> [Requirement]:
With no line left out, restate the data word for word.

> [Collected material]:
************
Issue #95, opened 2020-06-17
add scripts to make it configurable for users when add/removing a dir 


nicktming:
when provisioning a pv, some users might want to add some operations besides (mkdir -p or rm -f), but now it is hardcoded in local-path-provisioner project.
************
> [Expected answer]:
Issue #95, opened 2020-06-17
add scripts to make it configurable for users when add/removing a dir 


nicktming:
when provisioning a pv, some users might want to add some operations besides (mkdir -p or rm -f), but now it is hardcoded in local-path-provisioner project.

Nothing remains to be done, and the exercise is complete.